## [About this exercise]
From the records beneath, determine how many lines contain "supposed" and report only that figure.

## [Data for analysis]

PR #1905, opened 2023-03-23
add proper dynamic cast to use cluster v5

bogui56:

## Types of changes

## TODOs (if applicable)

### DIFF
--- a/offline/packages/trackreco/PHActsSiliconSeeding.cc
+++ b/offline/packages/trackreco/PHActsSiliconSeeding.cc
@@ -24,7 +24,6 @@
 #include <trackbase_historic/TrackSeed.h>
 #include <trackbase_historic/TrackSeed_v1.h>
 #include <trackbase/TrkrCluster.h>            
-#include <trackbase/TrkrClusterv5.h>            
 #include <trackbase/TrkrClusterContainer.h>
 #include <trackbase/TrkrDefs.h>
 #include <trackbase/TrkrClusterIterationMapv1.h>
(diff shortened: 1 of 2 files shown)


hupereir:
I am confused. Why is it necessary at all  ? getRPhiError and getZError are virtual methods from the base class. There should be no need to cast to the latest version. Or did the signature change for ClusterV5 ? 
This code will crash if one runs the tracking on a DST with clustersV4.
IMHO it should be better to investigate why the called method does not follow inheritance (assuming this is really the issue).

bogui56:
I am confused too, but in the latest build the getRPhiError just printed the error message you get from calling the base class method
instead of returning the implemented method from clusterv5.

If you know another way around this let me know.

Cheers

   Christof

osbornjd:
Tony found instances where there was not an if statement in the code for clusterv5 and thus the clusterv4 was being called, leading to seg faults or other undefined behavior. I think as a general statement we need to consider how this is going to work long term because it is not feasible to have a block of code like
```
if(clusterv3)
{ do something }
else if(clusterv4)
{ do something else}
else if (clusterv5)
{ do a third thing }
else if(clusterv6)
{ do a fourth thing}
...
```

in every module that needs the clusters, which is a lot of them. This just isn't scalable in the long term

bogui56:
Hi Joe, 

I agree. in the beginning this was supposed to be a tempory solution to try the perforrmance with a cluster object that has a reduced set 
of data members. Maybe its time to think about a more permanent solution. Any suggestions are more than welcome. 

Regarding the pull request adding the dynamic cast I am still confused. The situation of the getRPhiError throwing the error message 
from the base class instead of returning the cluster error from clusterv5 looks to have been temporary. The default behaviour has changed again 
today. No clue what caused this. I will withdraw the pull request.

cheers

   Christof

hupereir:
> Tony found instances where there was not an if statement in the code for clusterv5 and thus the clusterv4 was being called, leading to seg faults or other undefined behavior. I think as a general statement we need to consider how this is going to work long term because it is not feasible to have a block of code like
> 
> ```
> if(clusterv3)
> { do something }
> else if(clusterv4)
> { do something else}
> else if (clusterv5)
> { do a third thing }
> else if(clusterv6)
> { do a fourth thing}
> ...
> ```
> 
> in every module that needs the clusters, which is a lot of them. This just isn't scalable in the long term

In principle that's exactly what virtual functions are supposed to do for you, so maybe we should revisit where these switches happen and encapsulate that into virtual functions from TrkrCluster with different implementations for each function. I might be able to have a look next week.

bogui56:
For the most part we can do this with virtual functions, except for v4 where we simply dont store the error is the cluster struct. 
We could make v4 return a nan with getRPhiError and catch it and replace it with the ClusterErrorPara. But that is also not a clean solution.

Lets discuss this in the next tracking or simsoft meeting

Cheers

  Christof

## [Solution to this exercise]
2